◆ INSTRUCTIONS TO FOLLOW: Only a number is required: how many lines of the material contain the word "failureCodes"?

◆ STORED DATA:
::::
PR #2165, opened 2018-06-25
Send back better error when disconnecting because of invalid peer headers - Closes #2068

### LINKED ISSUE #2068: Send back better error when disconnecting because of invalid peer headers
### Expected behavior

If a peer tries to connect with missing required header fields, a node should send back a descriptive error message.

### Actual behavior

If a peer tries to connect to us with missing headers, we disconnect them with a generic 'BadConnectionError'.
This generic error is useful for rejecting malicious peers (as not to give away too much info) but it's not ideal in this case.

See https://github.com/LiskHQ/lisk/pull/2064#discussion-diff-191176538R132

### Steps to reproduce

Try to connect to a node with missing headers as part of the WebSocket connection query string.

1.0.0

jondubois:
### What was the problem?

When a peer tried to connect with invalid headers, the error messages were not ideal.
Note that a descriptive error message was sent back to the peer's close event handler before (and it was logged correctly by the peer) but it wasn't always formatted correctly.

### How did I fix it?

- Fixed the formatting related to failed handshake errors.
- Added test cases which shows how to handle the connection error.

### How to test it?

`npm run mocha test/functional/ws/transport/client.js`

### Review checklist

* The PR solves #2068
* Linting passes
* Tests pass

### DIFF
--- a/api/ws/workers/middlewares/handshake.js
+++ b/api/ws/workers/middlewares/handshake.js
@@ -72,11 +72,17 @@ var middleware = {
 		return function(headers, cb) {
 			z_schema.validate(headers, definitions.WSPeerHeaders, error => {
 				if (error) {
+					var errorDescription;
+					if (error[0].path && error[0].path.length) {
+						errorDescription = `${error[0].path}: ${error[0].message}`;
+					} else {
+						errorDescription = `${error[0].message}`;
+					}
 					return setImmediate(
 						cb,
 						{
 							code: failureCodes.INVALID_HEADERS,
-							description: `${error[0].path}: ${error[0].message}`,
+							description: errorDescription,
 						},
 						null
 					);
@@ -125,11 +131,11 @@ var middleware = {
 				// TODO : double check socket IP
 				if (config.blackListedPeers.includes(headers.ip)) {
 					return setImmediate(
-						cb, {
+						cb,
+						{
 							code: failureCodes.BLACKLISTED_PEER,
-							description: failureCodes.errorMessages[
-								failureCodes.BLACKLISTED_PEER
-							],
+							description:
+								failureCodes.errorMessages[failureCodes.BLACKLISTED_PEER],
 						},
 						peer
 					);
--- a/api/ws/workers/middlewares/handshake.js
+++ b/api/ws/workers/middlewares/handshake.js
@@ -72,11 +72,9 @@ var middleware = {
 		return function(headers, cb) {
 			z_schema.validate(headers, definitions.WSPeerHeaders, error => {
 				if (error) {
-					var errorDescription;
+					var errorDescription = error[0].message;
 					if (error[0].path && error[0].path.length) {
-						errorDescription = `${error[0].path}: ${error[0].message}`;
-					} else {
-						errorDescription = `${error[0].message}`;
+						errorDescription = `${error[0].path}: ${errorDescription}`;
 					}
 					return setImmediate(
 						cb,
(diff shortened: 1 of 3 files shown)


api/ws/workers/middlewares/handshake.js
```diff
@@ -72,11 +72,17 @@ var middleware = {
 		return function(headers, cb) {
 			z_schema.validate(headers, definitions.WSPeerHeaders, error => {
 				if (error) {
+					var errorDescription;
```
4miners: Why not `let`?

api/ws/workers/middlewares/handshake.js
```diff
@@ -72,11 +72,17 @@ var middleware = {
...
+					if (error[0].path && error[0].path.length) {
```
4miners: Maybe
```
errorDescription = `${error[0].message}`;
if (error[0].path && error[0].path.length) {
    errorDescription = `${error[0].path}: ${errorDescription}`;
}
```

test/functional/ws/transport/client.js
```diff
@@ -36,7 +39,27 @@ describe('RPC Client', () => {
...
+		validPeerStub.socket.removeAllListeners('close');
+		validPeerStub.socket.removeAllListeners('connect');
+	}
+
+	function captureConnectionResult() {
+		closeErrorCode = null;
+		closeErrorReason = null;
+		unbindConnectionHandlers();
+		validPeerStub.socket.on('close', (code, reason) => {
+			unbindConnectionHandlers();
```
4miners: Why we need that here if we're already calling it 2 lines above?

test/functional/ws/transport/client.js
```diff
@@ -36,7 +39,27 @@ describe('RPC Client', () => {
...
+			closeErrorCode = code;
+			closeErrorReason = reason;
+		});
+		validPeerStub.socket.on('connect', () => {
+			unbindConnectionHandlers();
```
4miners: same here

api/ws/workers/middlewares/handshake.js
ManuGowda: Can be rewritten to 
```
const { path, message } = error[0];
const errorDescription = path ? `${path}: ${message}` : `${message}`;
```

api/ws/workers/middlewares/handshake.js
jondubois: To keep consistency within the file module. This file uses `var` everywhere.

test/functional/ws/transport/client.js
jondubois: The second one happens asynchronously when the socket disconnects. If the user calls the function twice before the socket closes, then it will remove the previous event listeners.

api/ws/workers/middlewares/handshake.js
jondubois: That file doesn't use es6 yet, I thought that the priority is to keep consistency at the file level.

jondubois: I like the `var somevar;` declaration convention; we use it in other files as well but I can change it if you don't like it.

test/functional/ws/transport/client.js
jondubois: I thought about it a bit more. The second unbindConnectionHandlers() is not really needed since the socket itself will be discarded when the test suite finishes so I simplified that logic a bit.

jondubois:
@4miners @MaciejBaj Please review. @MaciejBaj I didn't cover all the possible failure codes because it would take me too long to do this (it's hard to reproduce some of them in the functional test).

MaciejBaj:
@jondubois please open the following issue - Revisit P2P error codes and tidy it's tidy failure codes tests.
::::
◆ OUTPUT: 5